The Diary of Alicia Keys is the second studio album by American singer Alicia Keys. It was released on December 2, 2003, by J Records. The album was recorded at several recording studios, and production was handled primarily by Keys with contributions from Kanye West and Kerry Brothers Jr., who described it as "an R&B album".

Upon its release, The Diary of Alicia Keys received generally positive reviews from music critics. The album debuted at number one on the US Billboard 200 chart, selling 618,000 copies in its first week. It became Keys' second consecutive number-one debut in the United States and spawned three top-ten singles. The Diary of Alicia Keys earned Keys three Grammy Awards at the 47th Annual Grammy Awards. The album has sold over five million units in the United States and over eight million copies worldwide.

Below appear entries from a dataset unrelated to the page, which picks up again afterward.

PR #777, opened 2021-12-03
fix: enforce w3c trace context value validation

### LINKED ISSUE #774: Fix validation of the W3C trace context header parsing
Parsing should validate the length of each field and allow only hexadecimal characters in the values.

minherz:
Validates length and characters of the w3c trace context value. See [W3C standard](https://www.w3.org/TR/trace-context/#traceparent-header-field-values) for more details.
Refactor unit testing to bring invalid w3c trace context tests to separate file.

Fixes #774


google-cloud-logging/src/main/java/com/google/cloud/logging/Context.java
```diff
@@ -18,11 +18,17 @@
...
+import java.util.regex.Matcher;
+import java.util.regex.Pattern;
 
 /** Class to hold context attributes including information about {@see HttpRequest} and tracing. */
 public class Context {
+  // validate W3C trace context value on load according to the existing version format.
+  // see https://www.w3.org/TR/trace-context/#traceparent-header-field-values for details.
+  private static final Pattern W3C_TRACE_CONTEXT_FORMAT =
+      Pattern.compile(
+          "^00-(?!00000000000000000000000000000000)[0-9abcdef]{32}-(?!000000000000)[0-9abcdef]{12}-[0-9abcdef]{2}$");
```
daniel-sanche, line 31: I think the span field is supposed to be 16 characters (see [example here](https://www.w3.org/TR/trace-context/#relationship-between-the-headers))

FYI, the nodejs library uses [slightly different regex](https://github.com/googleapis/nodejs-logging/blob/005cced4f8c1fe5f90496537e4731c2272946cb7/src/context.ts#L220), which I [copied in Python](https://github.com/googleapis/python-logging/pull/450). There may be value in trying to use the same expressions across libraries

google-cloud-logging/src/main/java/com/google/cloud/logging/Context.java
```diff
@@ -142,26 +148,15 @@ public Builder loadCloudTraceContext(String cloudTrace) {
...
     public Builder loadW3CTraceParentContext(String traceParent) throws IllegalArgumentException {
       if (traceParent != null) {
-        String[] fields = traceParent.split("-");
-        if (fields.length > 3) {
-          String versionFormat = fields[0];
-          if (!versionFormat.equals("00")) {
-            throw new IllegalArgumentException("Not supporting versionFormat other than \"00\"");
-          }
-        } else {
+        Matcher validator = W3C_TRACE_CONTEXT_FORMAT.matcher(traceParent.toLowerCase());
```
daniel-sanche, line 151: I'm not sure if `toLowerCase()` is needed. The [spec says](https://www.w3.org/TR/trace-context/#parent-id) "Vendors MUST ignore the traceparent when the parent-id is invalid (for example, if it contains non-lowercase hex characters)."

google-cloud-logging/src/main/java/com/google/cloud/logging/Context.java
minherz: And you would be absolutely correct. Late hours are never good for commits :smile:

google-cloud-logging/src/main/java/com/google/cloud/logging/Context.java
minherz: I do not know whether we should be so strict about it. A chance that two different trace ids will be produced that differ only by a specific letter register seems low to me. But this way we can avoid exceptions that interrupt the metadata collection in the library.

losalex: Should we use then toUpperCase() to be safe?

daniel-sanche: My vote would be to just ignore any `traceparent` headers with invalid characters as the spec suggests, that upper-case "MUST" in the docs seems pretty serious haha. 

My interpretation is that header parsing is meant to be farily strict, we're not supposed to alter the fields to make the data fit our expectations. But I'll leave the decision up to you.

daniel-sanche (approved):

google-cloud-logging/src/main/java/com/google/cloud/logging/Context.java
minherz: I agree with you about the standard. My concern is that ignoring it (or throwing and catching exception on the same account) would be very hard to troubleshoot for application developers. To be a little more liberal on this might prove to be closer to the spirit of the shared library.

PR #796, opened 2021-12-10
fix: Expose ID and destination type of LogDestinationName publicly

losalex:
Expose ID and destination type of LogDestinationName publicly
This is additional fix for [#684](https://github.com/googleapis/java-logging/issues/684) ☕️

### DIFF
--- a/google-cloud-logging/src/main/java/com/google/cloud/logging/LogDestinationName.java
+++ b/google-cloud-logging/src/main/java/com/google/cloud/logging/LogDestinationName.java
@@ -29,7 +29,7 @@ import java.util.Map;
 public final class LogDestinationName extends Option {
   private static final long serialVersionUID = 7944256748441111191L;
 
-  enum DestinationType implements Option.OptionType {
+  public enum DestinationType implements Option.OptionType {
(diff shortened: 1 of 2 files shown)


google-cloud-logging/src/main/java/com/google/cloud/logging/LogDestinationName.java
```diff
@@ -109,6 +109,16 @@ public LogName toLogName(String logId) {
     return null;
   }
 
+  /** Returns ID value associated with {@code LogDestinationName} object */
+  public String getId() {
+    return getValue().toString();
```
daniel-sanche, line 114: nit: calling this an "id" is a bit confusing, since you also have `toLogName(logId)`

Maybe this should be called `getDestinationId()`?

daniel-sanche (approved):

google-cloud-logging/src/main/java/com/google/cloud/logging/LogDestinationName.java
losalex: Yep, makes sense

PR #801, opened 2021-12-16
Add requestsize configuration into auto-label.yaml

losalex:
Enable pull request size bot configuration in auto-label.yaml


minherz (approved):
lgtm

Background and development
Keys' debut studio album Songs in A Minor was released on June 5, 2001. Debuting atop the US Billboard 200, it went on to sell over 6.2 million copies and earned Keys five Grammy Awards at the 44th Annual Grammy Awards, tying Keys with Lauryn Hill as the female artist with most Grammy Awards won in a single ceremony (the record has since been broken by Beyoncé and Adele). Keys embarked on the Songs in A Minor Tour (2001–2002) in support of the album; while touring, Keys started writing songs for her second studio album. Due to the extreme popularity of Songs in A Minor, there was a lot of pressure on The Diary of Alicia Keys to match or exceed that success. Speaking on the subject, album contributor Kerry Brothers, Jr. said in 2018:

Recording and production

Following the completion of the Songs in A Minor Tour, Keys started recording The Diary of Alicia Keys in late 2002; while touring, Keys solely wrote several songs for the album, including "Dragon Days" and the interlude "Feeling U, Feeling Me". Initial recording sessions took place at the Kampo Studio in Tribeca and the first song recorded was the album's closing track "Nobody Not Really", which "set the tone for the album" according to engineer Ann Mincieli. The album was mostly recorded at studios in New York City; some of the New York City recording sessions were interrupted by the Northeast blackout of 2003. In order to capture the 1960s–1970s sound she wanted on the album, Keys equipped her studio with "vintage" instruments. Among producers, Keys worked with Kerry Brothers, Jr., Kanye West, Timbaland, Dre & Vidal, Easy Mo Bee, D'wayne Wiggins and Kumasi. Dre & Vidal's Andre Harris stated he and Keys "crossed paths in the studio" while Dre & Vidal were working on Usher's album Confessions (2004) and started working together afterwards.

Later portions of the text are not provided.